Cell Doublings Parameters

• size.bottleneck: bottleneck size - threshold indicating the ceiling of cell growth

• n.bottlenecks: number of bottleneck encounters - how many times do we encountering bottlenecks?

• n.iterations: number of maximum doubling cycles, by default, we assume a maximum of 30 doublings if we didn’t encounter bottleneck

Randomization Parameter

• rseed: values used for random number generator - use same number to control same sets of genes having GI

Miscellaneous

• path: path to directory to save outputs of data and logs from simulation

• cores_free: number of cores that are left to be free in parallel computing

Quick Start

After loading DKOsimR, to run a simulation with default parameters, you may simply use

dkosim(sample_name = "test", n = 40)

Adjust sample_name and n to name run and initialize number of perturbed genes. Output data will be generated in current working directory.

Alternatively, you may run a simulation in lab approximating mode, by default

dkosim_lab(sample_name = "test_lab", n = 20)

This function applies parameter settings that approximate realistic laboratory data distributions.

Customized Simulation

All tunable parameters may be adjusted by desires in both mode. For example,

dkosim(sample_name="test",
       coverage=10,
       n=60,
       n_guide_g=2,
       sd_freq0 = 1/3.29,
       moi = 0.3,
       p_gi=0.03,
       sd_gi=1.5,
       p_high=1,
       mode="CRISPRn-100%Eff",
       pt_neg=0.15,
       pt_pos=0.05,
       pt_wt=0.75,
       pt_ctrl=0.05,
       mu_neg=-0.75,
       sd_neg=0.1,
       mu_pos=0.75,
       sd_pos=0.1,
       sd_wt=0.25,
       size.bottleneck = 2,
       n.bottlenecks= 1,
       n.iterations = 30,
       rseed = 111,
       path = ".")

Output data will be generated in current working directory.

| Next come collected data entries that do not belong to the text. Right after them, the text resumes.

Issue #9030, opened 2022-12-02
Is there a way I can freeze the last one or several columns of <fdp-table>?


Menoen:
#### Is this a bug, enhancement, or feature request?
Feature request
#### Briefly describe your proposal.
I notice that the fdp-table has a input "freezeColumnsTo", which can freeze several columns from left, but if there a way I can only freeze one column on the right but not to affect others?

PR #9467, opened 2023-03-01
feat(core,platform): update fundamental-styles version, adopt breaking changes

mikerodonnell89:
fixes none

### DIFF
--- a/libs/core/src/lib/table/table.component.ts
+++ b/libs/core/src/lib/table/table.component.ts
@@ -62,6 +62,16 @@ export class TableComponent implements AfterContentInit, AfterViewInit {
     @Input()
     noBorderY = false;
 
+    /** Whether or not to show the table's outer border */
+    @HostBinding('class.fd-table--no-outer-border')
+    @Input()
+    noOuterBorder = false;
+
+    /** Whether or not to show the table's top border */
+    @HostBinding('class.fd-table--top-border')
+    @Input()
+    topBorder = false;
+
     /** Whether or not to display the table in pop in mode, it also require change of markup */
     @HostBinding('class.fd-table--pop-in')
     @Input()
--- a/libs/docs/core/table/examples/table-fixed-example.component.html
+++ b/libs/docs/core/table/examples/table-fixed-example.component.html
@@ -1,0 +1,41 @@
+<div fd-table-fixed style="height: 300px">
+    <table fd-table aria-label="Default">
+        <thead fd-table-header>
+            <tr fd-table-row>
+                <th fd-table-cell>Column Header</th>
+                <th fd-table-cell>Column Header</th>
+                <th fd-table-cell>Column Header</th>
+                <th fd-table-cell>Column Header</th>
+                <th fd-table-cell>Column Header</th>
+            </tr>
+        </thead>
+        <tbody fd-table-body>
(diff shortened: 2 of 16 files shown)


libs/docs/core/table/examples/table-fixed-example.component.html
```diff
@@ -0,0 +1,41 @@
+<div fd-table-fixed style="height: 300px">
```
N1XUS, line 1: This actually breaks BEM. We use fd-table--fixed on the element that is not fd-table.
On my opinion, thats should be somehow resolved.

libs/platform/src/lib/table/table.component.scss
```diff
@@ -194,9 +194,12 @@ $fd-table-scrollbar-width-with-border: calc(#{$fd-table-scrollbar-width} + var(-
         .fd-table__cell {
             margin-top: 0;
             max-height: 100%;
-            position: sticky;
             top: 0;
 
+            &--fixed {
```
N1XUS, line 199: Platform docs example?

libs/docs/core/table/table-docs.component.html
```diff
@@ -185,13 +185,30 @@
 </component-example>
 <code-example [exampleFiles]="tablePagination"></code-example>
 
+<separator></separator>
+
+<fd-docs-section-title id="fixed" componentName="table"> Table with Header and Footer </fd-docs-section-title>
```
N1XUS, line 190: Missing `sticky` notice

N1XUS (changes requested):

libs/docs/core/table/examples/table-fixed-example.component.html
mikerodonnell89: We need to address this in styles (should have been part of https://github.com/SAP/fundamental-styles/pull/4214), and I guess may require substantial refactoring so not going to worry about this now.

libs/platform/src/lib/table/table.component.scss
mikerodonnell89: Coming in a later PR when addressing #9030

N1XUS (approved):

libs/core/src/lib/table/table.component.ts
```diff
@@ -62,6 +62,16 @@ export class TableComponent implements AfterContentInit, AfterViewInit {
     @Input()
     noBorderY = false;
 
+    /** Whether or not to show the table's outer border */
+    @HostBinding('class.fd-table--no-outer-border')
+    @Input()
+    noOuterBorder = false;
+
+    /** Whether or not to show the table's top border */
```
InnaAtanasova, line 70: The typedocs should mention the default value (false in this case)

libs/platform/src/lib/table/table.component.ts
```diff
@@ -212,6 +212,10 @@ export class TableComponent<T = any> extends Table<T> implements AfterViewInit,
     @Input()
     enableDragResize = true;
 
+    /** Whether to fix the table header and footer. Will be automatically set to true if therer are freezable columns.*/
```
InnaAtanasova, line 215: typo for `therer` and shouldn't it be "Will be automatically set to `false` if there are freezable columns.", since `fixed = false;` ?

InnaAtanasova (approved):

Simulation Approximating Laboratory Data

DKOsimR also provides a wrapper function for lab approximating mode to simulate data that resembles real laboratory CRISPR screening datasets:

dkosim_lab(sample_name = "test_lab", n = 20)

This function applies parameter settings that approximate realistic laboratory data distributions.

All parameters can be further customized by users to fit specific experimental setup as desired in both mode, for example:

dkosim(sample_name="test",
       coverage=10,
       n=60,
       n_guide_g=2,
       sd_freq0 = 1/3.29,
       moi = 0.3,
       p_gi=0.03,
       sd_gi=1.5,
       p_high=1,
       mode="CRISPRn-100%Eff",
       pt_neg=0.15,
       pt_pos=0.05,
       pt_wt=0.75,
       pt_ctrl=0.05,
       mu_neg=-0.75,
       sd_neg=0.1,
       mu_pos=0.75,
       sd_pos=0.1,
       sd_wt=0.25,
       size.bottleneck = 2,
       n.bottlenecks= 1,
       n.iterations = 30,
       rseed = 111,
       path = ".")

Summary

DKOsimR enables researchers to:

• generate reproducible synthetic CRISPR screening datasets

• benchmark genetic interaction detection methods

• evaluate and optimize experimental design parameters

For further information, please refer to the API documentation and the vignettes file (PDF) of DKOsimR R package.